Would then apologists have claimed the right to come in and try to force a sovereign state in Palestine? Or if Palestine had been like densely populous and prosperous like modern Manhattan or Japan?
Or if the Jewish homeland had actually been Manhattan?
Or if Palestine had actually been where England now is, and the events of the Hebrew Bible actually been in ancient England, from where 2,000 years ago they had been dispersed?
Would they have had "the right to a sovereign state in-- England?" Jam-packed and urban and prosperous England? Or -- on Manhattan?
Well, of course not.
Again, the question of a "right" to a sovereign state is the wrong question.
It cannot be asked or answered because it is too abstract. Again, it cannot be asked abstractly, any more than asking whether you or I have a "right to a million dollars." The question is entirely bound up with question from which it is inextricable-- "How?"
The issue again isn't whether, but "how."
The "right" to a million dollars? Not by burglary, theft, armed robbery, or armed robbery accompanied by murder.
And what about this -- "The right to have children?
Yes. But not by kidnapping other people's children through their bedrooms.
The problem with these questions, once and again, is that, when baldly put, they are too abstract.
They are too abstract to be asked. They can only be answered in terms of "how."
"How." And the "how" in all these instances excludes by theft, expulsion, ethnic cleansing, bank robbery for a million dollars, or abduction of a child through the pried-open window of its bedroom.
Obviously the question of "the right to have children" is too abstractly asked-- the critical issue is "how."
And so is the question of the "right" to a million dollars-- and the "right to a sovereign state."
The question isn't "whether." The question is "how."
To be continued. But first:
To avoid any possible misunderstandings, please let me end this first part with a conclusion of its own.
Despite the above fallacies, my basic inclination is to believe in a two-state solution, with an Israel that withdraws to approximately the '67 boundaries.

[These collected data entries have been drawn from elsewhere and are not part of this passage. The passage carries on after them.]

PR #225, opened 2024-04-10
Add Rich Icons to the icon library

alexasselin008:
PR because i want a preview, but some issues still remain: 

- Some changes are still required on figma, since the background needs to always be white


alexasselin008 (commented):
missing changeset

franckgaudin (approved):

fraincs (approved):

PR #255, opened 2024-05-07
Update all dependencies to their latest version + remove all workaround we had for react-aria-components prior to version 1.2

alexasselin008:
- Router changes
- DEFAULT_SLOT is now exported from rac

So much historical water has gone over the dam that at this point it's more like something of an ethnic conflict. It seems to me we have to remember and acknowledge what happened.
So much water may have gone over the dam that a two state solution based on apologies, acknowledgements, peace, security, and the approximate 1967 boundaries may make sense.

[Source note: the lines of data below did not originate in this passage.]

PR #256, opened 2024-05-07
Props table 

franckgaudin:
this pull request focuses on the integration of a component's property table. 
The choice to use `@tanstack/react-table` was made because React Aria Component wasn't displaying the data correctly. An investigation was carried out without finding a convincing solution, which is why I chose to use tanstack. What's more, it can easily be replaced by another solution in the future. 

The next steps will be navigation between the components (menu on the right) and integration of the table of content. 

Page: https://deploy-preview-256--wl-hopper.netlify.app/components/button


apps/docs/content/components/button.mdx
```diff
@@ -11,14 +11,13 @@ links:
...
+```tsx
 import { Button } from "@hopper-ui/components";
 ```
 ```tsx showLineNumbers
 <Button>save</Button>
 ```
 ## Props
-The table below contains all types of the props available in title component.
 
 <PropTable component="Button" />
```
alexasselin008, line 22: Comment before the review, just visual QA: There is 2 props that look out of place. 

`autoFocus` and `type` are in the Accessibility section, but aren't related to accessibility. i would expect those 2 properties to be in the main section

apps/docs/components/collapsible/Collapsible.tsx
```diff
@@ -19,11 +19,15 @@ const Collapsible = ({ children, title, label, isOpen = false, className }: Coll
     const [open, setOpen] = useState(isOpen);
     const contentRef = useRef<HTMLDivElement>(null);
 
-    let styles = { height: "0px" };
+    useEffect(() => {
```
alexasselin008, line 22: Je le mentionne ici, mais c'est pas nécessairement un dealbreaker. ça serait vraiment cool si le collapsible serait capable de savoir qu'on a focuser quelque chose à l'intérieur de lui et s'ouvrir automatiquement. 

Mon scénario est que je chercher "onPress" dans la page, c'est détecté 6 fois, mais 5 sont caché, donc même si je navigue dans le search, je ne les vois pas apparaitre

apps/docs/app/rehype.css
```diff
@@ -57,7 +70,7 @@
     border-left-color: var(--hd-codeblock-line-highlighted-border-color);
 }
 
-/* LINE NUMBERS */
+/* !* LINE NUMBERS *! */
```
alexasselin008, line 73: Peux tu me dire ça sert à quoi ça?

apps/docs/app/ui/components/propTable/PropTableRender.tsx
```diff
@@ -0,0 +1,112 @@
...
+                    </tr>
+                ))}
+            </thead>
+            <tbody className="hd-props-table__tbody">
+                {table.getRowModel().rows.map(row => (
+                    <tr key={row.id} className="hd-table__row hd-props-table__row">
+                        {row.getVisibleCells().map(cell => {
+                            let headerValue = "";
+                            if (typeof cell.column.columnDef.header === "function") {
+                                // TODO find a correct way to get the header value
```
alexasselin008, line 89: is this an expected TODO, or something you forgot?

franckgaudin: it's planned, I'll work on it in the next PR

apps/docs/app/rehype.css
franckgaudin: une erreur qui c'est glissé.

apps/docs/scripts/generateComponentData.mts
```diff
@@ -54,28 +54,57 @@ function getFormattedData(data: ComponentDoc[]): ComponentDocWithGroups[] {
 
     const groupsConfig: GroupsConfig = {
         events: "Events",
-        a11y: 'Aria',
+        a11y: ["Aria", "Focusable"],
```
vicky-comeau, line 57: I think I prefer the group header that react-aria uses: "Accessibility". Not sure about everyone else though.

alexasselin008 (approved):

fraincs:
image
I see a mix of single and double quotes in the default column

fraincs:
image

Is there a reason why we moved the # inside the title? This feels weird when in a Disclosure

fraincs:
image
Could we merge both statements?

franckgaudin:
> image I see a mix of single and double quotes in the default column

It seems that the single cote come from React Aria components, I'll see if there is a way to reformat them .

franckgaudin:
> Is there a reason why we moved the # inside the title? This feels weird when in a Disclosure

It has been moved so that it remains inside the collapse.  We could replace the **#** sign with the **link icon** to make it clearer. 

Looking at other DS, I realized that this position is a matter of preference.

Example: 

### Polaris
polaris-link

### React Aria Component
Capture d’écran, le 2024-05-09 à 12 02 58

### Atlassian
Capture d’écran, le 2024-05-09 à 12 03 51

alexasselin008 (approved):

alexasselin008 (approved):

PR #263, opened 2024-05-14
force changeset

fraincs:
Force changeset that were left behind in https://github.com/gsoft-inc/wl-hopper/pull/261


.changeset/late-trees-double.md
```diff
@@ -0,0 +1,6 @@
+---
+"@hopper-ui/components": major
+"@hopper-ui/icons": major
+---
+
+Update due to dependency update thas was a major update
```
vicky-comeau, line 6:
```suggestion
Updated due to dependency update that was a major update.
```

PR #273, opened 2024-05-15
Tag/TagList/TagGroup/Count

vicky-comeau:


packages/components/src/badge/docs/Badge.stories.tsx
```diff
@@ -0,0 +1,63 @@
...
+ * A disabled Badge.
+ */
+export const Disabled = {
+    args: {
+        isDisabled: true
+    }
+} satisfies Story;
+
+/**
+ * If a value above 99 is needed, use “99+” instead of the number.
```
alexasselin008, line 57: strange quote signes in the message

packages/components/src/badge/docs/migration-notes.md
```diff
@@ -0,0 +1,6 @@
+
+`highlight` not supported.
+`pushed` not supported.
+`reverse` not supported.
```
alexasselin008, line 4: `reverse` not supported., use flex-direction row-reverse instead

packages/components/src/badge/src/Badge.module.css
```diff
@@ -0,0 +1,90 @@
...
+    justify-content: center;
+
+    box-sizing: border-box;
+    inline-size: max-content;
+    block-size: var(--height);
+    padding-inline: var(--padding-inline);
+
+    font-family: var(--font-family);
+    font-size: var(--font-size);
+    font-feature-settings: "case";
```
alexasselin008, line 49: comment explaining why here

packages/components/src/badge/src/Badge.module.css
```diff
@@ -0,0 +1,90 @@
...
+    font-weight: var(--font-weight);
```
alexasselin008, line 50: should you add text-transform: uppercase in the css. It seems all text in badges are uppercase+ usually the overline font is mean for uppercase text only

packages/components/src/badge/src/Badge.module.css
```diff
@@ -0,0 +1,90 @@
...
+    line-height: var(--line-height);
```
alexasselin008, line 51: In  fact, merging the 2 previous comment with this one, should we create an "OverlineText" component, which handles font-feature, text-transform, fonts, pseudos alignements for the overline font. 

Then badges would be just using that overline text component, and it would simplify it's usage

packages/components/src/badge/tests/jest/Badge.test.tsx
```diff
@@ -0,0 +1,56 @@
...
+                <Badge slot="test">12</Badge>
+            </BadgeContext.Provider>
+        );
+
+        const element = screen.getByText("12");
+        expect(element).toHaveAttribute("slot", "test");
+        expect(element).toHaveAttribute("aria-label", "test");
+    });
+
+    it("should support refs", () => {
```
alexasselin008, line 49: add tests that ensure disable adds the data-disable and aria-disabled tags

packages/components/src/badge/docs/migration-notes.md
```diff
@@ -0,0 +1,6 @@
...
+`size` not supported.
+`variant` not supported.
```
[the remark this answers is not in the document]
vicky-comeau: right, I did this before I added variant I guess.. oops

packages/components/src/badge/src/Badge.module.css
vicky-comeau: good catch

packages/components/src/badge/src/Badge.module.css
vicky-comeau: hm ya maybe we should do that, thanks

packages/components/src/buttons/src/ClearButton.tsx
```diff
@@ -23,7 +25,12 @@ import styles from "./ClearButton.module.css";
 
 export const GlobalClearButtonCssSelector = "hop-ClearButton";
 
-export interface ClearButtonProps extends StyledComponentProps<Omit<RACButtonProps, "children">> {}
+export interface ClearButtonProps extends StyledComponentProps<Omit<RACButtonProps, "children">> {
+    /**
+     * The size of the ClearButton.
```
alexasselin008, line 30: add default value to jsdoc

packages/components/src/badge/tests/chromatic/Badge.stories.tsx
```diff
@@ -0,0 +1,48 @@
...
+            <Inline>
+                <Badge {...props} />
+            </Inline>
+            <h1>Disabled</h1>
+            <Inline>
+                <Badge {...props} isDisabled />
+            </Inline>
+        </Stack>
+    )
+} satisfies Story;
```
alexasselin008, line 31: add some tests with Text instead of "12"

alexasselin008: to ensure the text transform applies

vicky-comeau: true, it's not just a counter anymore :P

packages/components/src/tag/docs/TagGroup.stories.tsx
```diff
@@ -0,0 +1,300 @@
...
+export const Description = {
+    render: props => (
+        <TagGroup {...props}>
+            <Label>List of Tags</Label>
+            <TagList>
+                <Tag id="1" textValue="Tag 1"><SparklesIcon /><Text>Tag 1</Text></Tag>
+                <Tag id="2" textValue="Tag 2"><SparklesIcon /><Text>Tag 2</Text></Tag>
+                <Tag id="3" textValue="Tag 3"><SparklesIcon /><Text>Tag 3</Text></Tag>
+            </TagList>
+            <HelperMessage>Select one to continue</HelperMessage>
```
alexasselin008, line 222: replace all select tags to continue helper message with something else. It's awkward in this context since tags aren't selectionable

packages/components/src/tag/src/TagList.tsx
```diff
@@ -0,0 +1,57 @@
...
+import { forwardRef, type ForwardedRef } from "react";
+import { useContextProps, TagList as RACTagList, type TagListProps as RACTagListProps, composeRenderProps } from "react-aria-components";
+
+import { composeClassnameRenderProps } from "../../utils/index.ts";
+
+import { TagListContext } from "./TagListContext.ts";
+
+export const GlobalTagListCssSelector = "hop-TagList";
+
+export interface TagListProps<T> extends StyledComponentProps<RACTagListProps<T>> {}
```
alexasselin008, line 11: I would expect the taglist to accept a size props set to undefined by default. 

this way, if i want to add a list of all lg tags, i can set it here instead of on all the tags

vicky-comeau: TagGroup has the size prop, should I change this to TagList instead? and does it really need to be set to undefined by default? I usually set it to md and if they set it directly on the tag, then it'll take that one.

packages/components/src/tag/docs/TagGroup.stories.tsx
```diff
@@ -0,0 +1,300 @@
+import { SparklesIcon } from "@hopper-ui/icons";
```
alexasselin008, line 1: I can see at least 3 more use cases:

- Customize the empty list: https://react-spectrum.adobe.com/react-aria/TagGroup.html#empty-state
- Tag as links: https://react-spectrum.adobe.com/react-aria/TagGroup.html#links
- Tag as router links:https://react-spectrum.adobe.com/react-aria/TagGroup.html#client-side-routing (we have examples in button")

vicky-comeau: alright, I'll work on there, thanks

packages/components/src/tag/src/TagList.tsx
alexasselin008: I think both TagGroup and TagList should have the property? what do you think?

And setting the props all the time in tag list might cause issue with the cases like 
```
<TagGroup size="sm" >
    <TagList > //sets size="md"
        <Tag />
```

alexasselin008: unless TagGroup passes the sizes to TagList, which passes the size to Tags

fraincs:
image
I know that a disabled element does not have to meet contrast rules but this is unreadable.

fraincs:
image
This does not meet AA contrast rules.

packages/components/src/buttons/src/ClearButton.module.css
```diff
@@ -46,38 +56,80 @@
...
     outline: none;
 
-    transition:
-        color var(--transition),
-        background-color var(--transition);
+    transition: color var(--transition);
+}
+
+.hop-ClearButton::before {
+    content: '';
```
fraincs, line 68: I think this should be double quotes. Do we have a standard?

packages/components/src/buttons/src/ClearButton.module.css
```diff
@@ -46,38 +56,80 @@
...
+    background-color: var(--effect-background-color);
+    border-radius: var(--effect-border-radius);
+
+    transition: background-color var(--transition);
+}
+
+.hop-ClearButton--md {
+    --inline-size: var(--hop-ClearButton-md-width);
+    --block-size: var(--hop-ClearButton-md-height);
+    --focus-ring-offset: -0.125rem;
```
fraincs, line 89: can't we use a calc -1 * --focus-ring-size

vicky-comeau:
> image This does not meet AA contrast rules.

I'm aware. I already told design about this. I'm not sure if they'll change the weak token or just tell me to use a different one.. If I hear nothing, we can mention it in our daily. I specifically told KC since he was working on the Tag. (badge is used in Tag)

packages/components/src/buttons/src/ClearButton.module.css
vicky-comeau: it should be, I guess css pages don't correct it.

packages/components/src/tag/docs/TagGroup.stories.tsx
```diff
@@ -0,0 +1,377 @@
...
+    }
+} satisfies Story;
+
+/** 
+ * Customize the empty state message when there are no tags.
+ */
+export const EmptyState = {
+    render: props => (
+        <TagGroup {...props} aria-label="tag-group">
+            <TagList
```
alexasselin008, line 309: image

There should be a focus style on the TagList

alexasselin008 (approved):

But one can still find the typical Zionist arguments for this to be fundamentally fallacious, just as some believers may love God -- while still believing that all of St. Thomas Aquinas's or Maimonides's 5 or 6 or 8 or whatever "arguments" from the "Thomistic Talking Points" are fundamentally fallacious. So while I think the old talking points are deeply fallacious, that's not necessarily the same conversation as talking about the future of Israel and Palestine and the Middle East today.

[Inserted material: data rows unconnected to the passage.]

PR #283, opened 2024-05-29
feature/popover

franckgaudin:
Task DS-107


packages/components/src/overlays/Popover/src/Popover.module.css
```diff
@@ -0,0 +1,92 @@
...
+.hop-Popover__footer {
+    --font-size: var(--hop-Popover-footer-font-size);
+    --line-height: var(--hop-Popover-footer-line-height);
+    --color: var(--hop-Popover-color);
+
+    grid-area: footer;
+    place-self: center start;
+}
+
+.hop-Popover__footer :where(a) {
```
alexasselin008, line 90: placeholder note, but this feels odd. Link styling / variant should be passed to through a context

packages/components/src/overlays/Popover/src/Popover.module.css
```diff
@@ -0,0 +1,92 @@
...
+}
+
+.hop-Popover__actions,
+.hop-Popover__action {
+    grid-area: action;
+    justify-self: end;
+    margin-block-start: var(--hop-space-stack-sm);
+}
+
+.hop-Popover__title + :where(p, span, div) {
```
alexasselin008, line 71: Can you explain why this selector exists?

tooling/storybook-addon/withClassInject.tsx
```diff
@@ -0,0 +1,30 @@
+import { makeDecorator } from "@storybook/preview-api";
+import { useEffect, type ReactNode } from "react";
+
+const PROVIDER_CLASSNAME = "hop-HopperProvider";
+const DEFAULT_CLASSNAME = "hop";
+const STORYBOOK_CLASSNAME = "sb-show-main";
+
+export const withClassInject = makeDecorator({
```
alexasselin008, line 8: is this still necessary? even with the theme provider?

packages/components/src/overlays/Popover/src/Popover.tsx
```diff
@@ -0,0 +1,126 @@
...
+    const popoverClassNames = composeClassnameRenderProps(
+        className,
+        GlobalPopoverCssSelector,
+        cssModule(
+            styles,
+            "hop-Popover"
+        )
+    );
+
+    const style = composeRenderProps(styleProp, prev => {
```
alexasselin008, line 63: If you are not adding anything to the style, you can simply let the style props be forwarded through ...otherprops. 

```diff
const {
        children,
        className,
-       style: styleProp,
        offset = 4,
        ...otherProps
    } = ownProps;
```

```diff
- const style = composeRenderProps(styleProp, prev => {
-     return {
-        ...prev
-     };
- });
```

```diff
<RACPopover
            {...otherProps}
            offset={offset}
            ref={ref}
            className={popoverClassNames}
-           style={style}
        >
```

packages/components/src/overlays/Popover/src/Popover.tsx
```diff
@@ -0,0 +1,126 @@
...
+                        [FooterContext, {
+                            className: styles["hop-Popover__footer"]
+                        }],
+                        [LinkContext, {
+                            size: "sm",
+                            isQuiet: true
+                        }]
+                    ]}
+                    >
+                        <>
```
alexasselin008, line 108: unnecesseray fragment

packages/components/src/overlays/Popover/tests/chromatic/Popover.stories.tsx
```diff
@@ -0,0 +1,109 @@
...
+const TRIGGER = "Trigger";
+const TITLE = "Engagement score";
+const CONTENT = "The engagement score is the weighted average of the key metric scores below. To calculate these, we take the latest answers from each survey questions within the last 90 days.";
+const LINK = "Tell me more";
+const PRIMARY_ACTION = "Go it";
+const SECONDARY_ACTION = "Next";
+
+export const Default = {
+    render: args => (
+        <>
```
alexasselin008, line 24: unnecessary fragments

packages/components/src/layout/tests/jest/Footer.test.tsx
```diff
@@ -0,0 +1,56 @@
...
+import { createRef } from "react";
+
+import { Footer } from "../../src/Footer.tsx";
+import { FooterContext } from "../../src/FooterContext.ts";
+
+describe("Footer", () => {
+    it("should render with default class", () => {
+        render(<Footer data-testid="Footer">Test</Footer>);
+
+        const element = screen.getByTestId("Footer");
```
alexasselin008, line 11: i try to stick to this order of priority for Testing Library, do you think that make sense in this case to use getByText?
https://testing-library.com/docs/queries/about/#priority

packages/components/src/overlays/Popover/src/Popover.tsx
```diff
@@ -0,0 +1,126 @@
...
+                        </>
+                    </SlotProvider>
+                </Dialog>
+            </HopperProvider>
+        </RACPopover>
+    );
+}
+
+/**
+ * TODO: tagline
```
alexasselin008, line 119: missing tagline

packages/components/src/overlays/Popover/tests/chromatic/Popover.stories.tsx
```diff
@@ -0,0 +1,109 @@
...
+                </PopoverTrigger>
+            </Stack>
+        </>
+    )
+} satisfies Story;
+
+export const Styling = {
+    render: args => (
+        <>
+            <h1>Styled System</h1>
```
alexasselin008, line 99: unnecessary when there is only one that in a story. The storyname is enough

packages/components/src/overlays/Popover/src/Popover.module.css
franckgaudin: Since we don't have a content wrapper, the only way to style content is to use this type of pointer. 

the `+` means that the element following the class is the element to be pointed to.

Example: https://webdesign.tutsplus.com/the-30-css-selectors-you-must-memorize--net-16048t#toc-qa4w-x-y

packages/components/src/overlays/Popover/src/Popover.tsx
```diff
@@ -0,0 +1,126 @@
...
+
+export const GlobalPopoverCssSelector = "hop-Popover";
+
+export interface PopoverProps extends StyledComponentProps<RACPopoverProps> {
+}
+
+export interface PopoverTriggerProps extends DialogTriggerProps {
+}
+
+export const PopoverTrigger = (props: PopoverTriggerProps) =>
```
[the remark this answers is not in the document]
franckgaudin: DialogTrigger` doesn't accept refs what should I do in this case?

Peace and best to all. And above all the right to all innocent civilians in the contested areas, and making special emphatic mention once again of the Jews of this region, to live in peace, security, the right for them not to live under threats or menace, and especially their right to be free from terrorism against them -- which has largely and ongoingly been Arab and Palestinian in origin.
Terrorist vigilantism against "women and children," families and the elderly, innocent civilian human beings, and emphatically again Jews, is never, never -- ever, ever -- the way toward compromise, forgiveness, justice, social reconstruction-- and peace.
And may Israel live and prosper in peace and security, with West Jerusalem at last recognized by the world to be Israel's Capital City, and also a viable Palestinian state live and prosper with its own capital in East Jerusalem.